**Task item**: Please output exactly the lines of the material from the first through the line containing "in these codecs.", and nothing more.
____
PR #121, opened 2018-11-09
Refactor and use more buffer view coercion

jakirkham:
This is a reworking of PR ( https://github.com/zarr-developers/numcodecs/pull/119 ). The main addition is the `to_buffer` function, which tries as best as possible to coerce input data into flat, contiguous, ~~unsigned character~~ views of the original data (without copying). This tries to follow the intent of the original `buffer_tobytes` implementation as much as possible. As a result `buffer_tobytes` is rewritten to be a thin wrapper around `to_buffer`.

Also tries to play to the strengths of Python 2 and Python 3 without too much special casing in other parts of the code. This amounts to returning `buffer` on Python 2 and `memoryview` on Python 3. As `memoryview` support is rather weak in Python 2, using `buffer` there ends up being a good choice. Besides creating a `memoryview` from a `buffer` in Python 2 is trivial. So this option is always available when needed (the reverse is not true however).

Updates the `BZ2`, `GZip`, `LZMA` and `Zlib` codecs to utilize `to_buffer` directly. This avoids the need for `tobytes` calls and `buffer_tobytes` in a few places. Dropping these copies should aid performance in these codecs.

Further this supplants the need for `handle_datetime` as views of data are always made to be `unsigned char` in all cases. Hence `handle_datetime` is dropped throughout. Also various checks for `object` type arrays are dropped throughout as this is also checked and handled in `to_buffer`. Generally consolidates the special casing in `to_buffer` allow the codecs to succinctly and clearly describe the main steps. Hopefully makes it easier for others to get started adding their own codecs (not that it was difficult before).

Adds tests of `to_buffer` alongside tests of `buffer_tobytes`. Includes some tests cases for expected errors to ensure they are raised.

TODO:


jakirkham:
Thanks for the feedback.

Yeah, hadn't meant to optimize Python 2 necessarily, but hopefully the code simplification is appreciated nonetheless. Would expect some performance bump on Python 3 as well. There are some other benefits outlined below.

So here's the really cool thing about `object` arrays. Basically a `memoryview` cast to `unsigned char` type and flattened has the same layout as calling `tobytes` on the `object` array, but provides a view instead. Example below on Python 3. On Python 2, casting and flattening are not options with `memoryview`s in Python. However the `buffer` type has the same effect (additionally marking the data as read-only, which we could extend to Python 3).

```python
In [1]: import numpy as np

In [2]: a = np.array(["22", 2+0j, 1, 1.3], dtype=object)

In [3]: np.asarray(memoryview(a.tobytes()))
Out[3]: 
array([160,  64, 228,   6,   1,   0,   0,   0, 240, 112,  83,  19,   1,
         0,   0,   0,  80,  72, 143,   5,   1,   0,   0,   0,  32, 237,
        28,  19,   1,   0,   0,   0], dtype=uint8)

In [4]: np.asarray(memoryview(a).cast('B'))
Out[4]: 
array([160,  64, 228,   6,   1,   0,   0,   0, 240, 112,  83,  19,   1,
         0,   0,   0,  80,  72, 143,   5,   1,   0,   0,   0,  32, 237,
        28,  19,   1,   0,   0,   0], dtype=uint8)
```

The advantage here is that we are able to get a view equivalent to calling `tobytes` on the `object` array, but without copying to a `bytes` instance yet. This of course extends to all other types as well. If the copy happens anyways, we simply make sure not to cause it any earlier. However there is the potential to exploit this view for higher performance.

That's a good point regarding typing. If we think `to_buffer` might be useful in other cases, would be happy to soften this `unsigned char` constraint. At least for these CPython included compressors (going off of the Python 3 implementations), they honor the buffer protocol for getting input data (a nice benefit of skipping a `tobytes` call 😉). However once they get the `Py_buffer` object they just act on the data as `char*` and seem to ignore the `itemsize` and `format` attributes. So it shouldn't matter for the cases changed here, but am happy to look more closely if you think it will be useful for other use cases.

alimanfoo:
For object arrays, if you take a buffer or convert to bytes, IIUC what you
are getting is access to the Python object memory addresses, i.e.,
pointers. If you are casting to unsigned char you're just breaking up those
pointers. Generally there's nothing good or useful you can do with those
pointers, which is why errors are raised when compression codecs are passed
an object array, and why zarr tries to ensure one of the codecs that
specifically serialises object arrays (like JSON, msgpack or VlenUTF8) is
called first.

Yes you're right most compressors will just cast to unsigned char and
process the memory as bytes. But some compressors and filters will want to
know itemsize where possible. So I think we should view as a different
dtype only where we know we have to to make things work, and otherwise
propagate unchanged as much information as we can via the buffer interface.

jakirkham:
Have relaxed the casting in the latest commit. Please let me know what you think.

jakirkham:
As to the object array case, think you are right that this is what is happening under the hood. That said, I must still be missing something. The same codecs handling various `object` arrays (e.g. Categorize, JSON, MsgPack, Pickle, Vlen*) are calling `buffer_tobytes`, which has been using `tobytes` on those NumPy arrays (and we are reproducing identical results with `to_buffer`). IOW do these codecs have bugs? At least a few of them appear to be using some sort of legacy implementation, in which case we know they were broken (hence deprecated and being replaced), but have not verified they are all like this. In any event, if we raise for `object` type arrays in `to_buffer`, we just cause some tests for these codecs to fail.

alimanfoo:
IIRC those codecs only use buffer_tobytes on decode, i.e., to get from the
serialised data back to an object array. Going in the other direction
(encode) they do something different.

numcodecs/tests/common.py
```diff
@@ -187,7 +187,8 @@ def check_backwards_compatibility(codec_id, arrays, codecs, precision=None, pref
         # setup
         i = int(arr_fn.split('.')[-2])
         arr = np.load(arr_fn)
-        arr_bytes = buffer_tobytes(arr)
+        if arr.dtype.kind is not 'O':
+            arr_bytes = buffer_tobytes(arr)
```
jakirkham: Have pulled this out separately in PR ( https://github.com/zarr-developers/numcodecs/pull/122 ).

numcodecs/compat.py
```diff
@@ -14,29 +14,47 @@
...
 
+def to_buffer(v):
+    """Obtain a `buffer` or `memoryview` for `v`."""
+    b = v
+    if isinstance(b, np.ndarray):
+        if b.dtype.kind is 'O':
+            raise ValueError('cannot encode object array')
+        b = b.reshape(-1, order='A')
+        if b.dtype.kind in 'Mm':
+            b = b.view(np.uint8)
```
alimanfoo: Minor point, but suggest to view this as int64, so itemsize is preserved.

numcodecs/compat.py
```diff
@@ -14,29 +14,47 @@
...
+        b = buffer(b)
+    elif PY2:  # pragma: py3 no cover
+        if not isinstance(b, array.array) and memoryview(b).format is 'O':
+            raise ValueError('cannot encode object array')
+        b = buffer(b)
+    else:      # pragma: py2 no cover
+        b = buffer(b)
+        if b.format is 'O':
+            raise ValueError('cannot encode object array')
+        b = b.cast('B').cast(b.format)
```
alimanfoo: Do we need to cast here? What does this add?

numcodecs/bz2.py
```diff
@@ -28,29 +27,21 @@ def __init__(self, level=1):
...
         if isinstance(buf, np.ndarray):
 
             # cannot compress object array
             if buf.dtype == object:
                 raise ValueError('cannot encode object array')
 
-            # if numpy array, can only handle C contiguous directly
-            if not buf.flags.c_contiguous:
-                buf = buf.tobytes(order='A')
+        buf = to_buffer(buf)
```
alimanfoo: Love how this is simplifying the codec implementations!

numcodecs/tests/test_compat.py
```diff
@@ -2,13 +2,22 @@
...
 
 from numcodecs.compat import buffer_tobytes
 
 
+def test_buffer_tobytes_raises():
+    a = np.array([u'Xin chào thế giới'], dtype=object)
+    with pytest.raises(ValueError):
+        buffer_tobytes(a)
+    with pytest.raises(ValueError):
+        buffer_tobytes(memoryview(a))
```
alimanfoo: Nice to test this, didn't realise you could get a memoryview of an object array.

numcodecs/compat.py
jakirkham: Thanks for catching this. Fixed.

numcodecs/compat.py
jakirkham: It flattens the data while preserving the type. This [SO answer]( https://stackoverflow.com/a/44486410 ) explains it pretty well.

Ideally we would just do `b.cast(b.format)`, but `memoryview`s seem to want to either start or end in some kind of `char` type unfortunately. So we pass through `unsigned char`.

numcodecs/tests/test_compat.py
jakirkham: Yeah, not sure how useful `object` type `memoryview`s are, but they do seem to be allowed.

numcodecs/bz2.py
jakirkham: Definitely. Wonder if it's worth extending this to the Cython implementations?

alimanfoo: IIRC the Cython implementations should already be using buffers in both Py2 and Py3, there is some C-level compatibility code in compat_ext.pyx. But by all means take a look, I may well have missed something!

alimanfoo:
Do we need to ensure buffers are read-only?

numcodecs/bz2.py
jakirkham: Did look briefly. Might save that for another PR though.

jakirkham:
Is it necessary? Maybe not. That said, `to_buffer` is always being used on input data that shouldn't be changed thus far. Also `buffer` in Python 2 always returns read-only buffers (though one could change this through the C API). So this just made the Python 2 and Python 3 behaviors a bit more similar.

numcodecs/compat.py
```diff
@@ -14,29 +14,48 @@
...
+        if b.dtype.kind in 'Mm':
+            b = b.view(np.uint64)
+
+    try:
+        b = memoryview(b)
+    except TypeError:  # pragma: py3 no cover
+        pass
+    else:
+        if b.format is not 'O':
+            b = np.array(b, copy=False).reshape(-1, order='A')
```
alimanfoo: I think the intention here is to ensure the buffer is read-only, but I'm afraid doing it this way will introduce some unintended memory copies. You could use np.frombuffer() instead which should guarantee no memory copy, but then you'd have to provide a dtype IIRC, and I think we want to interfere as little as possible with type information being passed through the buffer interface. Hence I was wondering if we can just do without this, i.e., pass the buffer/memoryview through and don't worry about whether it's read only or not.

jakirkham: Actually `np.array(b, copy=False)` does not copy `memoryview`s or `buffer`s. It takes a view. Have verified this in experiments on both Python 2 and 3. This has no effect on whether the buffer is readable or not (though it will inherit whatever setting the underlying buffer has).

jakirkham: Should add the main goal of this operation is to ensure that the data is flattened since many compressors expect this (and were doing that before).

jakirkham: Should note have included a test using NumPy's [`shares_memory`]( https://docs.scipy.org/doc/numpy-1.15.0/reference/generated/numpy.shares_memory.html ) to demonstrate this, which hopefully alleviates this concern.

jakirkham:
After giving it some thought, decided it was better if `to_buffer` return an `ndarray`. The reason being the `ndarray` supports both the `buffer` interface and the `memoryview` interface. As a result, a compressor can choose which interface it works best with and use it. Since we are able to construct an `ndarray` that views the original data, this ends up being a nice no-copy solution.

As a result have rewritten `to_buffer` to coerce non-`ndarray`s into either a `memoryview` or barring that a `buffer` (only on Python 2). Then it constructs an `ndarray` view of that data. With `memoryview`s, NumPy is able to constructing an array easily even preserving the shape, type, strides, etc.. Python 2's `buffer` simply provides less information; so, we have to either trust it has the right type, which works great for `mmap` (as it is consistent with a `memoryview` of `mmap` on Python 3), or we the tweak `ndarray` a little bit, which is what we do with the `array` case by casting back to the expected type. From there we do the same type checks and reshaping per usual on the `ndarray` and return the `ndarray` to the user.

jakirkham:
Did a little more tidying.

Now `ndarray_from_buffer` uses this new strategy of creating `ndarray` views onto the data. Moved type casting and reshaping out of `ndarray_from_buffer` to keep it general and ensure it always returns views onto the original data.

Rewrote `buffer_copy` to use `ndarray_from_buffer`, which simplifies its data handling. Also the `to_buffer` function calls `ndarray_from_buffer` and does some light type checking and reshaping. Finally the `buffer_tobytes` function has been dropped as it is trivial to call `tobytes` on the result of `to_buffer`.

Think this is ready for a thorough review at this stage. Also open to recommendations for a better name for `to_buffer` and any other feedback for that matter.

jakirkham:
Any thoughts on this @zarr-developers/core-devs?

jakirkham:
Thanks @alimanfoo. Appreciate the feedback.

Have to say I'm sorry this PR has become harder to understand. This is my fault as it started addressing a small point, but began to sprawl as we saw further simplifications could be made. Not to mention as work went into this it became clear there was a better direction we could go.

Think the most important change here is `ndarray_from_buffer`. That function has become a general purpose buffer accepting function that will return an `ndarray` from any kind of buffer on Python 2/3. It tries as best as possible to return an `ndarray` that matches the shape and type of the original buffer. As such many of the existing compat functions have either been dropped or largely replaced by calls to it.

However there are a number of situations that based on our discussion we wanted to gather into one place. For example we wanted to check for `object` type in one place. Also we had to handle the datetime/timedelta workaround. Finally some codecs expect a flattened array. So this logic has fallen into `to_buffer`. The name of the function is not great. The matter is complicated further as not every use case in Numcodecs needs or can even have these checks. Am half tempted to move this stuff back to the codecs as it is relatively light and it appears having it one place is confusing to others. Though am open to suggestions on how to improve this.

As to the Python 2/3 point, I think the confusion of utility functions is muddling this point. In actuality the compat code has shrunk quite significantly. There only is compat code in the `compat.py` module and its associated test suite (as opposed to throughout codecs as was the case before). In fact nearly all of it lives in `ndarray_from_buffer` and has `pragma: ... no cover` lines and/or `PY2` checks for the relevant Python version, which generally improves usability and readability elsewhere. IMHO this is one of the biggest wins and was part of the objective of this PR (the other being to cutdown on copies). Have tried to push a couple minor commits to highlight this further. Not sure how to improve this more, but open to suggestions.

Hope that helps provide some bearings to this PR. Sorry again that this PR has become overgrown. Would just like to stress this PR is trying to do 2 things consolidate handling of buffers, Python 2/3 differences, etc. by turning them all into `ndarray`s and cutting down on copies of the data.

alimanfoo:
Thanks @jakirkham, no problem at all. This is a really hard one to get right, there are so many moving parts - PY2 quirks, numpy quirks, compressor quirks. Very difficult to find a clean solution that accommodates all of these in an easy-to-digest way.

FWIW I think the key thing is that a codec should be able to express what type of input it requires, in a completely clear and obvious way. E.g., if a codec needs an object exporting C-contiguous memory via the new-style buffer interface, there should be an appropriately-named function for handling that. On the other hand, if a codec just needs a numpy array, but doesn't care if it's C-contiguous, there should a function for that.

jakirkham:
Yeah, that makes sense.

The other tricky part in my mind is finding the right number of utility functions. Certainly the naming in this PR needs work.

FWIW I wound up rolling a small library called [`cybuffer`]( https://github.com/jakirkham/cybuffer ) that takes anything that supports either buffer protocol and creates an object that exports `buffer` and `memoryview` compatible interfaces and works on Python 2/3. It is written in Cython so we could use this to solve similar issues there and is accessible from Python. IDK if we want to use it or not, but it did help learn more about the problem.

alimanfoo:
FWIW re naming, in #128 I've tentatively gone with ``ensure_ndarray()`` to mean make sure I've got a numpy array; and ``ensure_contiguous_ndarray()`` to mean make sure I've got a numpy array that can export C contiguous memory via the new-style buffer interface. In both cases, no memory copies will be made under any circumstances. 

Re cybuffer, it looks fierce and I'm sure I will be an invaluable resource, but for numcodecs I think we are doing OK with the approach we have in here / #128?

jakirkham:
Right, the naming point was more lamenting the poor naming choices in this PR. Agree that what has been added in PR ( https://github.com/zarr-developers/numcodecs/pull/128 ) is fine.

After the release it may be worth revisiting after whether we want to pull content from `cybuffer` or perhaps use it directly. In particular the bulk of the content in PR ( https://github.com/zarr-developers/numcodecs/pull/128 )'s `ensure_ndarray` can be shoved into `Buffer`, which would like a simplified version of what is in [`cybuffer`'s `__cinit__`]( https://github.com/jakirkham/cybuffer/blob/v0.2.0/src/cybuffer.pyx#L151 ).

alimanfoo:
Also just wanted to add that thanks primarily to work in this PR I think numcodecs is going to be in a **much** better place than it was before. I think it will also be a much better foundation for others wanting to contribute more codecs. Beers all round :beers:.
____
**Written response**:
PR #121, opened 2018-11-09
Refactor and use more buffer view coercion

jakirkham:
This is a reworking of PR ( https://github.com/zarr-developers/numcodecs/pull/119 ). The main addition is the `to_buffer` function, which tries as best as possible to coerce input data into flat, contiguous, ~~unsigned character~~ views of the original data (without copying). This tries to follow the intent of the original `buffer_tobytes` implementation as much as possible. As a result `buffer_tobytes` is rewritten to be a thin wrapper around `to_buffer`.

Also tries to play to the strengths of Python 2 and Python 3 without too much special casing in other parts of the code. This amounts to returning `buffer` on Python 2 and `memoryview` on Python 3. As `memoryview` support is rather weak in Python 2, using `buffer` there ends up being a good choice. Besides creating a `memoryview` from a `buffer` in Python 2 is trivial. So this option is always available when needed (the reverse is not true however).

Updates the `BZ2`, `GZip`, `LZMA` and `Zlib` codecs to utilize `to_buffer` directly. This avoids the need for `tobytes` calls and `buffer_tobytes` in a few places. Dropping these copies should aid performance in these codecs.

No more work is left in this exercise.